Jawad Royen

Personal information
- Full name: Jawad Mohammad Royen
- Born: 16 May 1992 (age 34) Jessore, Bangladesh
- Batting: Right-handed
- Bowling: Right-arm off-spin

Domestic team information
- 2021–22: City Club
- 2022–23: Khulna Division

Career statistics
| Competition | FC | List A |
| Matches | 7 | 28 |
| Runs scored | 143 | 599 |
| Batting average | 15.88 | 26.04 |
| 100s/50s | 0/1 | 0/3 |
| Top score | 50 | 79* |
| Balls bowled | 68 | 1,224 |
| Wickets | 3 | 22 |
| Bowling average | 23.00 | 41.13 |
| 5 wickets in innings | 0 | 0 |
| 10 wickets in match | 0 | – |
| Best bowling | 2/17 | 3/31 |
| Catches/stumpings | 5/– | 11/– |
- Source: Cricinfo, 24 March 2025

= Jawad Royen =

Bangladeshi cricketer

Jawad Royen (born 16 May 1992) is a Bangladeshi cricketer from Jessore.

Jawad Royen made his List A debut when he captained City Club in their inaugural List A match in the 2021–22 Dhaka Premier Division Cricket League on 15 March 2022, in which he was the side's top scorer with 37 not out.
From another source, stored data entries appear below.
PR #490, opened 2021-10-02
[keycloak] feat: support helm chart version 2

### LINKED ISSUE #465: Error: apiVersion 'v2' is not valid. The value must be "v1"
Hey @unguiculus @thomasdarimont,

It seems that this chart is not compatible when using helm push to upload it.

```
CHART_NAME: keycloak
CHART_SEMVER: 14.0.1
"services" already exists with the same configuration, skipping
Error: error unpacking postgresql in keycloak: apiVersion 'v2' is not valid. The value must be "v1"
```

This comes because https://github.com/codecentric/helm-charts/blob/master/charts/keycloak/Chart.yaml#L1 is apiV1 and the postgres dependency is already apiV2 .

## Solution

* Bump keycloak helm chart apiVersion to v2

solidnerd:
It fixes the problem of https://github.com/codecentric/helm-charts/blob/master/charts/keycloak/Chart.yaml#L1 is apiV1 and the Postgres dependency is already apiV2.

Closes #465

### DIFF
--- a/charts/keycloak/Chart.lock
+++ b/charts/keycloak/Chart.lock
@@ -3,4 +3,4 @@ dependencies:
   repository: https://charts.bitnami.com/bitnami
   version: 10.3.13
 digest: sha256:0b35e861ab4e49a0d63eb83bf74a753a4b12d576d2d5f941701a659b4c93e1e4
-generated: "2021-03-18T11:41:44.099229802+01:00"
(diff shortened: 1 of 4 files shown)


solidnerd:
@mircohaug  Can you check it ?

mircohaug (approved):
LGTM. Sorry for the long wait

On 9 April he won the Player of the Match award when he scored 79 not out to take City Club to a three-wicket victory over Brothers Union off the final ball of the 50th over. He captained City Club throughout their 2021–22 debut tournament; they finished tenth, enabling them to remain in the competition for the following season. He made his first-class debut on 26 October 2022, for Khulna Division in the 2022–23 National Cricket League.